As the fitted values increase, there appears to be a slight increase in the spread of the residuals, which may indicate that the variance is not constant.
The majority of the points lie close to the diagonal line, which suggests that the residuals are approximately normally distributed in that range.
The points labeled “Chrysler Imperial,” “Fiat 128,” and “Toyota Corolla” are notably far from the line, These could be considered outliers.
This plot indicates that as the fitted values increase, there is a slight increase in the spread of the standardized residuals, further suggesting the presence of heteroscedasticity.
The Chrysler Imperial is significantly away from the center, showing high leverage and larger residuals, suggesting that it might have a greater influence on the model.
Under classical assumptions, the OLS estimator is the best linear unbiased estimator (BLUE) of the parameters, and this conclusion is the famous Gauss-Markov theorem.
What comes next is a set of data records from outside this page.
PR #332, opened 2023-12-08
Use Testcontainers for Weaviate IT

eddumelendez:
Run `semitechnologies/weaviate` image using `GenericContainer` and
allow rapid feeback when using Weaviate. Relax `apiKey` constraint
to allow empty value for testing purposes.


ghost (commented):
@eddumelendez thank you, this is a great idea, although I would keep the old test in place to make sure that integration with their cloud service is still working, and add a new one for the docker instance, or vice versa

ghost (approved):

PR #333, opened 2023-12-08
enable langchain4j-graal build in workflow

shalk:
langchain4j-graal  build can be enabled in workflow. 
The compile is fast. only take fews second.


ghost (approved):
@shalk thank you! It was disabled because of [the problem](https://github.com/langchain4j/langchain4j/actions/runs/6920294295/job/18824625702?pr=297) I was not able to resolve at that time.

PR #339, opened 2023-12-11
spring-boot-starter add azure openai support

QuantumBear:
Add azure support for spring-boot-starter


ghost (approved):
@QuantumBear thank you!

PR #358, opened 2023-12-15
Retriever Interface Add a default method with memoryId

leojames:
Simultaneously, **it is also necessary to modify the Retriever interface by changing it to**:

```java
default List<T> findRelevant(Object memoryId, String text);
```

This modification is needed because, in many instances, I need to identify which user executed this interface method. By passing the `memoryId`, I can transmit this information. Through this information, it becomes possible to discern the queries of different users since there might be scenarios with concurrent calls from multiple users to this method. Furthermore, each `memoryId` may correspond to multiple query conditions.


.gitignore
```diff
@@ -33,7 +34,4 @@ build/
 .vscode/
 
 ### Mac OS ###
-.DS_Store
-
-### .env files contain local environment variables ###
-.env
```
langchain4j: probably removed by accident?

langchain4j-cassandra/src/main/java/dev/langchain4j/store/embedding/cassandra/AstraDbEmbeddingStore.java
```diff
@@ -3,8 +3,13 @@
 import com.datastax.astra.sdk.AstraClient;
 import com.datastax.oss.driver.api.core.CqlSession;
 import com.dtsx.astra.sdk.cassio.MetadataVectorCassandraTable;
+import dev.langchain4j.data.embedding.Embedding;
```
langchain4j: changes in this files seem to be by accident

langchain4j-chroma/src/main/java/dev/langchain4j/store/embedding/chroma/ChromaEmbeddingStore.java
```diff
@@ -171,6 +171,13 @@ public List<EmbeddingMatch<TextSegment>> findRelevant(Embedding referenceEmbeddi
                 .collect(toList());
     }
 
+    @Override
+    public List<EmbeddingMatch<TextSegment>> findRelevant(Object memoryId, String originText, Embedding referenceEmbedding, int maxResults, double minScore) {
+        return findRelevant(referenceEmbedding,maxResults,minScore);
```
langchain4j: This logic is repeating, can you put it as a default method in `EmbeddingStore` interface?

langchain4j-core/src/main/java/dev/langchain4j/data/message/ChatMessageType.java
```diff
@@ -7,7 +7,8 @@ public enum ChatMessageType {
     SYSTEM,
     USER,
     AI,
-    TOOL_EXECUTION_RESULT;
+    TOOL_EXECUTION_RESULT,
+    Relevant;
```
langchain4j: What's up with the case? Also, it is not clear why is there a need for a new type of message.

langchain4j-core/src/main/java/dev/langchain4j/store/embedding/EmbeddingStore.java
```diff
@@ -79,4 +79,31 @@ default List<EmbeddingMatch<Embedded>> findRelevant(Embedding referenceEmbedding
...
+     * Finds the most relevant (closest in space) embeddings to the provided reference embedding.
+     * By default, minScore is set to 0, which means that the results may include embeddings with low relevance.
+     * @param originText the origin text of user input
+     * @param referenceEmbedding The embedding used as a reference. Returned embeddings should be relevant (closest) to this one.
+     * @param maxResults         The maximum number of embeddings to be returned.
+     * @return A list of embedding matches.
+     * Each embedding match includes a relevance score (derivative of cosine distance),
+     * ranging from 0 (not relevant) to 1 (highly relevant).
+     */
+    default List<EmbeddingMatch<Embedded>> findRelevant(Object memoryId,String originText,Embedding referenceEmbedding, int maxResults) {
```
langchain4j: why do you need to pass `originText` into `EmbeddingStore`?

langchain4j-elasticsearch/src/main/java/dev/langchain4j/store/embedding/elasticsearch/ElasticsearchEmbeddingStore.java
```diff
@@ -259,6 +259,13 @@ public List<EmbeddingMatch<TextSegment>> findRelevant(Embedding referenceEmbeddi
         }
     }
 
+    @Override
+    public List<EmbeddingMatch<TextSegment>> findRelevant(Object memoryId, String originText, Embedding referenceEmbedding, int maxResults, double minScore) {
+        return findRelevant(referenceEmbedding, maxResults, minScore);
```
langchain4j: again, this can be a default method in `EmbeddingStore`

langchain4j/src/main/java/dev/langchain4j/chain/ConversationalRetrievalChain.java
```diff
@@ -52,7 +52,7 @@ public String execute(String question) {
 
         question = ensureNotBlank(question, "question");
 
-        List<TextSegment> relevantSegments = retriever.findRelevant(question);
+        List<TextSegment> relevantSegments = retriever.findRelevant("default",question);
```
langchain4j: why is this hardcoded?

langchain4j-core/src/main/java/dev/langchain4j/data/message/RelevantAiMessage.java
```diff
@@ -0,0 +1,67 @@
+package dev.langchain4j.data.message;
+
+import java.util.Objects;
+
+import static dev.langchain4j.data.message.ChatMessageType.Relevant;
+import static dev.langchain4j.internal.Utils.quoted;
+
+public class RelevantAiMessage extends ChatMessage {
```
langchain4j: What is the difference between `RelevantMessage` and `RelevantAiMessage`?

ghost (changes requested):
@leojames thanks for your contribution! I am not sure I understand the point of this PR, would be nice if you could provide more info. I see that you've introduced a new type of `ChatMessage` (actually 2) and changed interfaces of `Retriever` and `EmbeddingStore`, but I do not see where these new things are used. Please explain the need for new message type and new methods on interfaces, as it does not seem to be related to the description of this PR. Thank you.

langchain4j-cassandra/src/main/java/dev/langchain4j/store/embedding/cassandra/AstraDbEmbeddingStore.java
leojames: useless

langchain4j-chroma/src/main/java/dev/langchain4j/store/embedding/chroma/ChromaEmbeddingStore.java
leojames: yes  i would add a default interface in EmbeddingStore

langchain4j-core/src/main/java/dev/langchain4j/data/message/ChatMessageType.java
leojames: Sometimes ,such as , the system recomond some infos ,but the next infos is unrelated with last infomation ,so i would delete last information , otherwise ,the size of LLM is limited. when i use last 20 messages ,i found that the size not enough .so i identify the relavant messge

langchain4j-core/src/main/java/dev/langchain4j/store/embedding/EmbeddingStore.java
leojames: it is useless ,if i have memoryId,i will remove

langchain4j-elasticsearch/src/main/java/dev/langchain4j/store/embedding/elasticsearch/ElasticsearchEmbeddingStore.java
leojames: yes make it default

langchain4j/src/main/java/dev/langchain4j/chain/ConversationalRetrievalChain.java
leojames: The reason I hardcoded this part is that we need a default message queue.

langchain4j-core/src/main/java/dev/langchain4j/data/message/RelevantAiMessage.java
leojames: RelevantAiMessage is useless  i will remove

leojames:
This time, I only modified the Retriever interface by adding a default implementation. A section of the EmbeddingStore interface also saw the addition of a default implementation. The purpose of this is to pass the "MemoryId" field, allowing users to customize the Chain and utilize "MemoryId" to distinguish between different users' requests. This is crucial because it's not just the EmbeddingText field that needs to be queried, and different users may have additional query conditions.

langchain4j-core/src/main/java/dev/langchain4j/retriever/Retriever.java
```diff
@@ -5,4 +5,8 @@
 public interface Retriever<T> {
 
     List<T> findRelevant(String text);
+
+    default List<T> findRelevant(Object memoryId,String text){
+       return findRelevant(text);
```
langchain4j: Please throw an exception here: `throw new RuntimeException("Not implemented");`

langchain4j-core/src/main/java/dev/langchain4j/store/embedding/EmbeddingStore.java
```diff
@@ -79,4 +79,33 @@ default List<EmbeddingMatch<Embedded>> findRelevant(Embedding referenceEmbedding
...
+     * By default, minScore is set to 0, which means that the results may include embeddings with low relevance.
+     * @param memoryId           The memoryId used Distinguishing query requests from different users.
+     * @param referenceEmbedding The embedding used as a reference. Returned embeddings should be relevant (closest) to this one.
+     * @param maxResults         The maximum number of embeddings to be returned.
+     * @return A list of embedding matches.
+     * Each embedding match includes a relevance score (derivative of cosine distance),
+     * ranging from 0 (not relevant) to 1 (highly relevant).
+     */
+    default List<EmbeddingMatch<Embedded>> findRelevant(Object memoryId,Embedding referenceEmbedding, int maxResults) {
+        return findRelevant(memoryId,referenceEmbedding, maxResults, 0);
```
langchain4j: Please throw an exception here: `throw new RuntimeException("Not implemented");`

langchain4j-core/src/main/java/dev/langchain4j/store/embedding/EmbeddingStore.java
```diff
@@ -79,4 +79,33 @@ default List<EmbeddingMatch<Embedded>> findRelevant(Embedding referenceEmbedding
...
+     * @param referenceEmbedding The embedding used as a reference. Returned embeddings should be relevant (closest) to this one.
+     * @param maxResults         The maximum number of embeddings to be returned.
+     * @param minScore           The minimum relevance score, ranging from 0 to 1 (inclusive).
+     *                           Only embeddings with a score of this value or higher will be returned.
+     * @return A list of embedding matches.
+     * Each embedding match includes a relevance score (derivative of cosine distance),
+     * ranging from 0 (not relevant) to 1 (highly relevant).
+     */
+     default List<EmbeddingMatch<Embedded>> findRelevant(Object memoryId,Embedding referenceEmbedding, int maxResults, double minScore){
+         return findRelevant(referenceEmbedding, maxResults,minScore);
```
langchain4j: Please throw an exception here: `throw new RuntimeException("Not implemented");`

ghost (changes requested):

langchain4j-core/src/main/java/dev/langchain4j/store/embedding/EmbeddingStore.java
leojames: OK

ghost (approved):
@leojames thank you!

PR #361, opened 2023-12-15
Extracted OpenAI Spring Boot starter into a separate module

ghost:


langchain4j:
@jdubois @Heezer do you mind taking a quick look at this PR? I want to make sure I did not miss anything before I start extracting starters for other model providers. Thanks!

jdubois:
@langchain4j the first thing I would do is upgrade to the latest Spring Boot 3.2.0 release, as the 2.7.x branch is end of life now. I can have a look if you want!

langchain4j:
@jdubois that would require minimum java 17... Please let's not start this discussion right now 😅

langchain4j:
I've just tested this dependency on Spring 3.2.0 project, works good. It does not pull any 2.X dependencies, so no worries here.

jdubois:
Ah ah OK, but we need to check if this will work fine with Spring Boot 3.2

jdubois:
Oh same comment at the same time :-)

spring-boot-starters/langchain4j-open-ai-spring-boot-starter/src/main/java/dev/langchain4j/openai/spring/AutoConfig.java
```diff
@@ -0,0 +1,136 @@
...
+@EnableConfigurationProperties(Properties.class)
+public class AutoConfig {
+
+    private static final String MISSING_CONFIG_ERROR = "You are requesting an instance of an %s, " +
+            "but no '%s.%s' configuration properties are provided.";
+    private static final String MISSING_API_KEY_ERROR = "Please provide an OpenAI API key through " +
+            "the '%s.%s.api-key' property.";
+
+    @Bean
+    @Lazy
```
jdubois: I would not make those beans Lazy by default

spring-boot-starters/langchain4j-open-ai-spring-boot-starter/pom.xml
```diff
@@ -0,0 +1,62 @@
...
+            <groupId>dev.langchain4j</groupId>
+            <artifactId>langchain4j-open-ai</artifactId>
+            <version>${project.version}</version>
+        </dependency>
+
+        <dependency>
+            <groupId>org.springframework.boot</groupId>
+            <artifactId>spring-boot-starter</artifactId>
+        </dependency>
+
```
jdubois: You should add `spring-boot-autoconfigure-processor` here, have a look at https://docs.spring.io/spring-boot/docs/3.2.0/reference/htmlsingle/#features.developing-auto-configuration.custom-starter.autoconfigure-module

spring-boot-starters/langchain4j-open-ai-spring-boot-starter/src/main/java/dev/langchain4j/openai/spring/AutoConfig.java
```diff
@@ -0,0 +1,136 @@
...
+    @ConditionalOnMissingBean
```
jdubois: A `@ConditionalOnProperty` would be easier to configure when you'll have several beans (I'm guessing you'll have them all in the same package)

spring-boot-starters/langchain4j-open-ai-spring-boot-starter/src/main/java/dev/langchain4j/openai/spring/AutoConfig.java
```diff
@@ -0,0 +1,136 @@
...
+                .frequencyPenalty(chatModelProperties.getFrequencyPenalty())
+                .timeout(chatModelProperties.getTimeout())
+                .maxRetries(chatModelProperties.getMaxRetries())
+                .logRequests(chatModelProperties.getLogRequests())
+                .logResponses(chatModelProperties.getLogResponses())
+                .build();
+    }
+
+    @Bean
+    @Lazy
```
jdubois: Same as above, I don't think Lazy is good here

spring-boot-starters/langchain4j-open-ai-spring-boot-starter/src/main/java/dev/langchain4j/openai/spring/AutoConfig.java
```diff
@@ -0,0 +1,136 @@
...
+                .temperature(languageModelProperties.getTemperature())
+                .timeout(languageModelProperties.getTimeout())
+                .maxRetries(languageModelProperties.getMaxRetries())
+                .logRequests(languageModelProperties.getLogRequests())
+                .logResponses(languageModelProperties.getLogResponses())
+                .build();
+    }
+
+    @Bean
+    @Lazy
```
jdubois: Same as above, I don't think Lazy is good here

spring-boot-starters/langchain4j-open-ai-spring-boot-starter/src/main/java/dev/langchain4j/openai/spring/AutoConfig.java
```diff
@@ -0,0 +1,136 @@
...
+                .modelName(embeddingModelProperties.getModelName())
+                .timeout(embeddingModelProperties.getTimeout())
+                .maxRetries(embeddingModelProperties.getMaxRetries())
+                .logRequests(embeddingModelProperties.getLogRequests())
+                .logResponses(embeddingModelProperties.getLogResponses())
+                .build();
+    }
+
+    @Bean
+    @Lazy
```
jdubois: Same as above, I don't think Lazy is good here

spring-boot-starters/langchain4j-open-ai-spring-boot-starter/src/main/java/dev/langchain4j/openai/spring/Properties.java
```diff
@@ -0,0 +1,26 @@
...
+
+    @NestedConfigurationProperty
+    LanguageModelProperties languageModel;
+
+    @NestedConfigurationProperty
+    EmbeddingModelProperties embeddingModel;
+
+    @NestedConfigurationProperty
+    ModerationModelProperties moderationModel;
+}
```
jdubois: Don't forget to add the new "Image" support that was merged today

spring-boot-starters/langchain4j-open-ai-spring-boot-starter/src/test/java/dev/langchain4j/openai/spring/AutoConfigIT.java
```diff
@@ -0,0 +1,176 @@
...
+import org.springframework.boot.autoconfigure.AutoConfigurations;
+import org.springframework.boot.test.context.runner.ApplicationContextRunner;
+import org.springframework.context.annotation.Bean;
+import org.springframework.context.annotation.Configuration;
+
+import static dev.langchain4j.model.openai.OpenAiModelName.GPT_3_5_TURBO;
+import static org.assertj.core.api.Assertions.assertThat;
+import static org.assertj.core.api.Assertions.assertThatThrownBy;
+
+@EnabledIfEnvironmentVariable(named = "OPENAI_API_KEY", matches = "sk.*")
```
jdubois: What is this "sk" prefix? If this comes from Semantic Kernel, I would wait a bit before copying them as their Spring Boot starter isn't finished yet

jdubois (commented):
I'm lacking time to due a full review, sorry if this isn't complete yet

spring-boot-starters/langchain4j-open-ai-spring-boot-starter/src/test/java/dev/langchain4j/openai/spring/AutoConfigIT.java
langchain4j: No, this is an OpenAI's API key prefix, I guess it stands for secret key

spring-boot-starters/langchain4j-open-ai-spring-boot-starter/src/main/java/dev/langchain4j/openai/spring/Properties.java
langchain4j: Good catch, thanks!

spring-boot-starters/langchain4j-open-ai-spring-boot-starter/src/main/java/dev/langchain4j/openai/spring/AutoConfig.java
jdubois: Sorry the ConditionnalBean is what they are using in Spring AI (see https://github.com/spring-projects/spring-ai/blob/1a8fcac206070990f312986f34649bda9c6ac003/spring-ai-spring-boot-autoconfigure/src/main/java/org/springframework/ai/autoconfigure/azure/openai/AzureOpenAiAutoConfiguration.java#L43C3-L43C3 ), the trick is that they split their code in one starter per technology, and that's more work but that's probably the best idea

langchain4j: I am splitting into one autoconfigure/starter per provider. I see that they mix all the autoconfigurations in one module, then have starters per each providers that references autoconfigure module. Not sure what's the point?

jdubois: We're looking at the same code with @SandraAhlgrimm :-)
Not sure why they did it, then yes it should be separated in one starter per provider.

langchain4j: Hi @SandraAhlgrimm :)
I am changing `@ConditionalOnMissingBean` now to `@ConditionalOnProperty(PREFIX + ".chat-model.api-key")`

jdubois: No I would keep `@ConditionalOnMissingBean` now, so that people can create their own if they want to. Then if you split starters by providers, it's as good as a missing property.

langchain4j: `@ConditionalOnProperty(PREFIX + ".chat-model.api-key")` simplifies a bit, I don't need to check if user provided properties or not. User still can provide his own `@Bean`

langchain4j: Not sure I fully understand your point. Let's say user added `langchain4j-open-ai-spring-boot-starter` to their dependencies. If he/she does not provide api key, bean is not created automatically. If they provide API key, it will be created automatically. If they wish to configure their own, they remove properties and provide their own `@Bean`. Seems good, no?

jdubois: Yes that works too. That's what's happening also quite frequently with some Spring Boot starters when you need to add a key like `.enabled=true` (for example `management.endpoint.info.enabled=true`).
But with `@ConditionalOnMissingBean` it works by magic (no key), as adding the starter is enough to tell you want that feature. And then if you want to create your own bean (because there's a feature you need that's not available in the starter), you can then re-use the keys, including the API key one.

langchain4j: And if user defines both properties and his own `@Bean`, it should fail to avoid ambiguity because there are now 2 beans. This is not possible with `@ConditionalOnMissingBean`

langchain4j: Every starter `@Bean` that we will provide will have at least one mandatory property (e.g. API key for managed services and base URL for local deployments), so user won't be able to just add a starter dependency and get a bean automagically, they will have to define at least one property. So I guess we can use the presence of this property to judge if the bean should be created automatically or not.

I could use `@ConditionalOnMissingBean`, but then it sohuld be either `@Lazy` or `@ConditionalOnProperty`. `langchain4j-open-ai-spring-boot-starter` provides 5 beans, if they will be just `@ConditionalOnMissingBean`, Spring Boot will attempt to create all of them and will fail because they have mandatory properties (API key).

spring-boot-starters/langchain4j-open-ai-spring-boot-starter/pom.xml
langchain4j: Adding this dependency resulted in generating `spring-autoconfigure-metadata.properties` file with this content:
`dev.langchain4j.openai.spring.AutoConfig=`, not sure how does it help? This info is already present in `org.springframework.boot.autoconfigure.AutoConfiguration.imports` and `spring.factories` files...

langchain4j:
@jdubois I have pushed updates that address your comments, could you please check? Thanks!

One more thing: I anticipate that it will be common to use multiple models (with different configs) for different purposes in the same app, so langchain4j should support that. But I am not sure how to better implement this in auto configuration. Any ideas?

maxandersen:
is examples and starters not better put in the examples repo or separate module ? otherwise depmanagement in the pom and bom's now drag in a tail of dependencies that is not actually needed for langchain4j.

langchain4j:
@maxandersen I am not sure I understand the problem. Spring Boot starters will reside in their own maven modules/artifacts, so there should be no problem. BOM pulls only versions of langchain4j modules, so it makes sense to include all related dependencies there (that's the point of the BOM, right?). Another pom that is referencing spring boot starters is `langchain4j-aggregator`, which noone should use. Could you please elaborate? Thanks!

maxandersen:
Reasons:

- any dependency in your bom/pom risk being analyzed by tools doing cve anytics and Langchain4j will be unnecessary marked as having issues when it doesn't. Same reason we don't push for putting quarkus extension/samples into this repo. 

- if it is separate you could use spring 3.x and have java 17 examples instead of limit to java 8/11

langchain4j:
@maxandersen good point, I have [moved](https://github.com/langchain4j/langchain4j-spring/pull/1) it to https://github.com/langchain4j/langchain4j-spring

PR #368, opened 2023-12-19
Fix Neo4jEmbeddingStoreTest error

vga91:
See https://github.com/langchain4j/langchain4j/actions/runs/7259989386/job/19778223144

Changed to `MATCH (n:%s) RETURN n ORDER BY n.text` to make tests more deterministic,
since rarely the sorting of "MATCH (n:%s) RETURN n" is not based on the order of arrival of the `embeddingModel.embed(..)`.


ghost (approved):
@vga91 thank you!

In some cases, there may be outliers in the dependent variable, which can have a negative impact on the regression model. By taking the logarithm of the independent variables, we can reduce the impact of outliers, as the logarithmic transformation converts extreme values into values that are closer to the center.
Additionally, the linear regression model assumes that the relationship between variables is linear. However, in reality, many relationships between variables are nonlinear, and taking the logarithm of these variables can transform nonlinear relationships into linear ones.